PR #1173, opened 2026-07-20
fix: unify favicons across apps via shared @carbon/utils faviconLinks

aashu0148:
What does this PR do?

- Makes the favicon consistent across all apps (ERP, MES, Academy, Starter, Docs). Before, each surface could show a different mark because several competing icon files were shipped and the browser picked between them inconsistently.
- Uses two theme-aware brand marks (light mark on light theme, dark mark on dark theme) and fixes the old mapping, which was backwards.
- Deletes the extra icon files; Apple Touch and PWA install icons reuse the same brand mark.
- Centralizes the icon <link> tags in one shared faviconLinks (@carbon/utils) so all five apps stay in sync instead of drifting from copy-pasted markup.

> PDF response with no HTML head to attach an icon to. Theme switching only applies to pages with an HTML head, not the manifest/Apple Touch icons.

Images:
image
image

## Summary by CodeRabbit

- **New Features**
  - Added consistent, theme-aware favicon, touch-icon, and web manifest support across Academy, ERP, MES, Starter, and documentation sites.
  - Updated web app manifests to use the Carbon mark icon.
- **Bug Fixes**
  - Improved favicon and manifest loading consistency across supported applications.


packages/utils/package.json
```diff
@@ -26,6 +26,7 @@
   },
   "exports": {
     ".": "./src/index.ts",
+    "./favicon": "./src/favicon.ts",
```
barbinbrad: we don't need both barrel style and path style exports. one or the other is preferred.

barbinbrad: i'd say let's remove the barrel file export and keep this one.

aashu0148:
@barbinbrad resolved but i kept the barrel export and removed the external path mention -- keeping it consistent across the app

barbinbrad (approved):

══════

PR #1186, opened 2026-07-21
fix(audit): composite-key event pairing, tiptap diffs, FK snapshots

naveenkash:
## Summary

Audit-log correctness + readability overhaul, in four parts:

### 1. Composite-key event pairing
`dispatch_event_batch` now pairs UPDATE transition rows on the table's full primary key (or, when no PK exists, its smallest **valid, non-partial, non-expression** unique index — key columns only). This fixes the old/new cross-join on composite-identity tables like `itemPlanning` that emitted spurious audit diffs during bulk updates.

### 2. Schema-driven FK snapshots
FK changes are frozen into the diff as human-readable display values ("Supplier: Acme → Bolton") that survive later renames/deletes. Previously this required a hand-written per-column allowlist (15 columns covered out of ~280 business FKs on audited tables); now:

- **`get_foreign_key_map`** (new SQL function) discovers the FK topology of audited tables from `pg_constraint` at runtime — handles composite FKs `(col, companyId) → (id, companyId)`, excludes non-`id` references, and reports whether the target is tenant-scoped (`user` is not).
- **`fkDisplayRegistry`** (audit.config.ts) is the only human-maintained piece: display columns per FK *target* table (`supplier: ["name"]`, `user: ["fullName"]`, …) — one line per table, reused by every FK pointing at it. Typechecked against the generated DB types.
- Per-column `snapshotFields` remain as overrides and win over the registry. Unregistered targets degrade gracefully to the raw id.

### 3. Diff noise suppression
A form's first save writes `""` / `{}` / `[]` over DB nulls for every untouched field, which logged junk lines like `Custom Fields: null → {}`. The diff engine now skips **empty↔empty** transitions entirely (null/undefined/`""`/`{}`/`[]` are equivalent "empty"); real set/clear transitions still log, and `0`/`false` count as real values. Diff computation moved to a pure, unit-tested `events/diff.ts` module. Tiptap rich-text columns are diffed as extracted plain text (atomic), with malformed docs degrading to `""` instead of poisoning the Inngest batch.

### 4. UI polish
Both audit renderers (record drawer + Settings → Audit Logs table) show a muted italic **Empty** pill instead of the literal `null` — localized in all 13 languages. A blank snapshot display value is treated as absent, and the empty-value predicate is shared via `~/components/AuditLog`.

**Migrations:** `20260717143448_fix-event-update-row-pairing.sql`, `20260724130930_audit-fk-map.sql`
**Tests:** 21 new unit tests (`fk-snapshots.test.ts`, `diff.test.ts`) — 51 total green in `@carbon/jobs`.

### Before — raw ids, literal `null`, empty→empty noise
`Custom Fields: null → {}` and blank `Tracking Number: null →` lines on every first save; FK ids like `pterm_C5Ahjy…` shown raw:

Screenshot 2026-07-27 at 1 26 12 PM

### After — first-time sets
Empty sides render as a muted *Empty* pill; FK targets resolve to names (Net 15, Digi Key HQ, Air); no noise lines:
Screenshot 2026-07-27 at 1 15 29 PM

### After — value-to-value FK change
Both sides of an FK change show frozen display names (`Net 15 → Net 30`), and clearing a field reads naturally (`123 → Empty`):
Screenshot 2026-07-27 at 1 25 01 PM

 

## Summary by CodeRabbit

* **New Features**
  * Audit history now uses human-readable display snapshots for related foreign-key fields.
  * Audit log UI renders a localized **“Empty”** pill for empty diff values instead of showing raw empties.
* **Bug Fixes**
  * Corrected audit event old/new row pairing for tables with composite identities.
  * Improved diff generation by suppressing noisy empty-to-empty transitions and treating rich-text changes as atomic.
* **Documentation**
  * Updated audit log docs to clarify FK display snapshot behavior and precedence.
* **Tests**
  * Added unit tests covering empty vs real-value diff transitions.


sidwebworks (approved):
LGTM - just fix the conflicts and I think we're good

══════

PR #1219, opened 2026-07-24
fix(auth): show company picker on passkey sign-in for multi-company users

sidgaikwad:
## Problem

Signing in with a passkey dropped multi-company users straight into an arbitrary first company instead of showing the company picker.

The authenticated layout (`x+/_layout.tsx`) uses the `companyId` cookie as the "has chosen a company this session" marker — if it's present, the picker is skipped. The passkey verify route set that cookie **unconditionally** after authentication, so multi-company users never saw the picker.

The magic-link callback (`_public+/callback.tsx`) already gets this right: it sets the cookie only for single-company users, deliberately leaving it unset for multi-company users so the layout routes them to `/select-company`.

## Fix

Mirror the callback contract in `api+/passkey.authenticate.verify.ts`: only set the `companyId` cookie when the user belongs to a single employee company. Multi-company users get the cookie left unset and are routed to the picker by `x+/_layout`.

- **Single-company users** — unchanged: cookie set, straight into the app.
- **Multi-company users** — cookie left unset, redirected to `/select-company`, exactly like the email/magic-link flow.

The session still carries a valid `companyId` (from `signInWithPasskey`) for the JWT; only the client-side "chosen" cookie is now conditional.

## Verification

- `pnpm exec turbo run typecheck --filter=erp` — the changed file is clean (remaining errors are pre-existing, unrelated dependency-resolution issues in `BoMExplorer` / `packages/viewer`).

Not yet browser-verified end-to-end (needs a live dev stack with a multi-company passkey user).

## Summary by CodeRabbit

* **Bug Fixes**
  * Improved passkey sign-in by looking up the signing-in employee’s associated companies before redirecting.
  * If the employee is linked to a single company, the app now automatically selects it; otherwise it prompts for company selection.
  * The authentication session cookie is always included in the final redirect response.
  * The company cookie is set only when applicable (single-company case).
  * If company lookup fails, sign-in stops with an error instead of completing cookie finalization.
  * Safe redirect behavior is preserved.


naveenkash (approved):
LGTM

══════

__PROBLEM TO WORK ON__
Taking the entries above, write out exactly the lines starting with the line containing "PR #1173, opened 2026-07-20" and going on through the line containing "- **New Features**", both included, and nothing else.

__EXPECTED ANSWER__
PR #1173, opened 2026-07-20
fix: unify favicons across apps via shared @carbon/utils faviconLinks

aashu0148:
What does this PR do?

- Makes the favicon consistent across all apps (ERP, MES, Academy, Starter, Docs). Before, each surface could show a different mark because several competing icon files were shipped and the browser picked between them inconsistently.
- Uses two theme-aware brand marks (light mark on light theme, dark mark on dark theme) and fixes the old mapping, which was backwards.
- Deletes the extra icon files; Apple Touch and PWA install icons reuse the same brand mark.
- Centralizes the icon <link> tags in one shared faviconLinks (@carbon/utils) so all five apps stay in sync instead of drifting from copy-pasted markup.

> PDF response with no HTML head to attach an icon to. Theme switching only applies to pages with an HTML head, not the manifest/Apple Touch icons.

Images:
image
image

## Summary by CodeRabbit

- **New Features**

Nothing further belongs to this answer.